Medical professionals in Canada are divided over a new law that will allow patients suffering severe mental illness to seek medical aid in dying.
From March 2023, Canada will become one of the only countries in the world to allow those who are not in the end stages of a terminal illness to medical aid to end their lives.
Opinion is split over whether it’s possible to diagnose if patients suffering illnesses such as depression, schizophrenia and bipolar disorder face realistic prospects of recovery.
“In psychiatry, really all you have is the patient’s story, and what you see with your eyes and what you hear and what the family tells you,” Dutch psychiatrist Dr Sisco van Veen told The National Post.
Dr Van Veen is the lead author of a new study published by the Canadian Medical Association which lays bear the difficulty in determining whether a mentally ill patient offers any prospect of improvement.
The paper surveyed 11 psychiatrists in the Netherlands, where it’s been legal for citizens suffering “irredeemable” mental suffering to seek medical aid in dying since 2002.
It found that “making meaningful prognostic claims about psychiatric suffering is challenging or, some feared, impossible”.
Dr Grainne Neilson, a forensic psychiatrist and former president of the Canadian Psychiatric Association, told the National Post she thought there would be “lots of uncertainty” about how to apply the legislation from next March.
“My hope is that psychiatrists will move cautiously and carefully to make sure (medical aid in dying) is not being used as something instead of equitable access to good care.”
Canada began allowing those with a terminal illness to seek medical aid in dying in 2015 after a high court ruled adults suffering from a “grievous and irredeemable” medical condition were entitled to a quicker death.
The ruling paved the way for Canada to pass Bill C-14 in 2016 enshrining the practice in law.
Under the legislation, doctors must check the patient has mental capacity to make the decision and is not being coerced.
In 2019, a Quebec Superior Court declared that even those whose death was not “reasonably foreseeable” should be entitled to seek medical aid in dying (MAiD).
In March 2021, the Canadian parliament passed a law changing who was eligible to include those whose death wasn’t “reasonably forseeable”. It has a two year sunset clause.
Stefanie Green, President of the Canadian Association of MAiD Assessors and Providers, has been offering end of life options at her practice in British Columbia since 2016.
She told the Canadian Broadcasting Corporation that doctors needed to get better at talking to patients and their families about death.
In her new book, This is Assisted Dying: A Doctor’s Story of Empowering Patients at the End of Life, Dr Green writes about patients she helped with medical aid in dying.

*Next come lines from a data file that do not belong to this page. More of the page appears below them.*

PR #1414, opened 2021-12-21
Fix(eos_designs): Management interface renders incorrectly when set other than default

xaviramon:
## Change Summary

- Fixes issue when setting `mgmt_interface` to Management0, it won't take effect and always gets set to the default `Management1`
- Add defaults for cEOS platform.

## Component(s) name

`arista.avd.eos_designs`

## Proposed changes

fix logic in templates/facts/switch.j2  accordingly.

## How to test
See Molecule tests.

### User Checklist

- N/A

### Repository Checklist


ankudinov:
@xaviramon Don't think that `arista.avd.contains` is case sensitive. Please add `cEOS` and `ceos` or make it case insensitive.

ansible_collections/arista/avd/roles/eos_designs/templates/facts/switch/switch.j2
```diff
@@ -15,11 +15,12 @@ switch:
 {# switch.mgmt_ip #}
   mgmt_ip: {{ switch_data.node.mgmt_ip | arista.avd.default() }}
 
-{# switch.mgmt_interface#}
-  mgmt_interface: {{ platform_settings.management_interface | arista.avd.default('Management1') }}
+{# switch.mgmt_interface #}
+{% set switch_platform = switch_data.combined.platform | arista.avd.default() %}
+{% set platform_mgmt_int = (platform_settings | selectattr("platforms", "arista.avd.contains", switch_platform) | first).management_interface %}
+  mgmt_interface: {{ switch_data.node.mgmt_interface | arista.avd.default(platform_mgmt_int,mgmt_interface) }}
```
tgodaA: space after the ```,``` in arista.avd.default filter

tgodaA: Also, a small suggestion, use ```switch_data.combined.mgmt_interface``` as the management interface can be common for multiple switches in the group (like leaf1a and leaf2a might have same interface, Management0). switch_data.combined will pull the node config eventually if we specify the management_interface on a node.

```mgmt_interface: {{ switch_data.combined.mgmt_interface | ```

Comment (carlbuchmann) [reply ansible_collections/arista/avd/roles/eos_designs/templates/facts/switch/switch.j2]: agreed and updated!

**Review by carlbuchmann — APPROVED** [review]
LGMT and tested with avd-quickstart-containerlab.

**Comment by tgodaA** [comment]
Missing fabric-topology.md documentation. Add the knob ```mgmt_interface``` under node_type defaults or somewhere explaining how to use it.


Except this everything LGTM!

File: ansible_collections/arista/avd/roles/eos_designs/defaults/main/main.yml [hunk 2]
```diff
@@ -81,36 +82,44 @@ mlag_ibgp_peering_vrfs:
...
       mlag: 900
       non_mlag: 1020
-  - platforms: [ 7500R3, 7800R3 ]
+  - platforms: [ '7500R3', '7800R3' ]
     management_interface: Management0
     reload_delay:
       mlag: 900
       non_mlag: 1020
-  - platforms: ["VEOS", "VEOS-LAB"]
+  - platforms: [ 'VEOS', 'VEOS-LAB', 'vEOS', 'vEOS-lab' ]
```
tgodaA, line 114: Thank you for these changes!

tgodaA (approved):
LGTM!

carlbuchmann (approved):
LGTM!

ansible_collections/arista/avd/roles/eos_designs/doc/fabric-topology.md
```diff
@@ -145,6 +145,9 @@ defaults <- node_group <- node_group.node <- node
     # Arista platform family | Required.
     platform: < Arista Platform Family >
 
+    # Management interface configuration
+    mgmt_interface: < mgmt_interface | default -> platform_management_interface -> Management1 >
```
ClausHolbechArista: 1. This is already documented in `management-settings.md`. It was never removed from there.
2. This implies that the platform setting has less preference than the mgmt_interface setting. I would think it should be the other way around, so a general setting can be overwritten per platform.

ansible_collections/arista/avd/molecule/eos_designs_unit_tests/inventory/group_vars/DC1_FABRIC.yml
```diff
@@ -161,6 +161,27 @@ l3leaf:
           mgmt_ip: 192.168.200.118/24
           mac_address: '0c:1d:c0:1d:62:01'
           uplink_switch_interfaces: [ Ethernet9, Ethernet9, Ethernet9, Ethernet9 ]
+    DC1_BL3:
```
ClausHolbechArista: - These changes are not a fix as PR title says.
- Do we need 2 more devices with full configs - adding to the runtime - in unit test scenario to be able to test the CEOS platform? Or could we add a smaller definition like the `evpn_services_l2_only_true` example, where we set only the relevant parameters and name it according to the feature we are testing.

ansible_collections/arista/avd/roles/eos_designs/templates/facts/switch/switch.j2
```diff
@@ -15,11 +15,12 @@ switch:
 {# switch.mgmt_ip #}
   mgmt_ip: {{ switch_data.node.mgmt_ip | arista.avd.default() }}
 
-{# switch.mgmt_interface#}
-  mgmt_interface: {{ platform_settings.management_interface | arista.avd.default('Management1') }}
+{# switch.mgmt_interface #}
+{% set switch_platform = switch_data.combined.platform | arista.avd.default() %}
```
ClausHolbechArista: to keep this file consistent, please move this setting back down below the switch.platform. You can then move the while `switch.mgmt_interface` section further down if it relies on the `switch_platform` variable.

ansible_collections/arista/avd/roles/eos_designs/templates/facts/switch/switch.j2
```diff
@@ -15,11 +15,12 @@ switch:
...
+{% set platform_mgmt_int = (platform_settings | selectattr("platforms", "arista.avd.contains", switch_platform) | first).management_interface %}
```
ClausHolbechArista: It would make this more readable and easier to maintain, if you move this down below the `switch.platform_settings`, set a `switch_platform_settings` variable in that section, and then use that variable here. This logic is also missing coverage for the default platform, so another reason to reuse the cluttered logic for platform_settings.

ClausHolbechArista (changes requested):
I think there are some things we need to improve before releasing this.

ankudinov:
LGTM once comments from Claus resolved. Tested with avd-quickstart-containerlab

ankudinov (approved):
LGTM

ansible_collections/arista/avd/roles/eos_designs/doc/fabric-topology.md
tgodaA: This setting is per < node-type-key >. But in **management-settings.md** the old setting was a global parameter.

tgodaA: Because we support mgmt_interface at both < node-type-key > and globally, I guess we need to document both.

carlbuchmann: @ClausHolbechArista , I actually tried your suggestion (point number 2) in my testing and would introduce a potential breaking change.

ClausHolbechArista: All good. But then we need a 3rd inheritance above - so `< mgmt_interface | default -> platform_management_interface -> mgmt_interface -> "Management1" >

ClausHolbechArista (approved):
LGTM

She says family members can become upset at the decision, but it is ultimately up to the patient to decide.
“The majority of times people can come to a respectful resolution together, maybe not agreeing with each other, but agreeing to at least disagree,” Dr Green told the CBC.
“I will not be bullied into not doing my job and I will not allow my patients to be bullied.”
In the United States, 10 states and Washington DC have adopted aid-in dying laws for patients suffering terminal illness who have less than six months to live.
More than a dozen more states are considering passing legislation.
The deaths of Arizona sister Lila Ammouri, 54, and Susan Frazier, 49, at the Pegasos assisted dying clinic in Switzerland in February sparked a debate about the rights of physically healthy patients to choose to end their lives.
The issue is often fiercely contested between right to die organisations and opponents, who say the laws are open to exploitation of vulnerable citizens who may suffer from a disability.
US woman Krista Atkins died at the Pegasos clinic to Switzerland in 202 after suffering severe depression.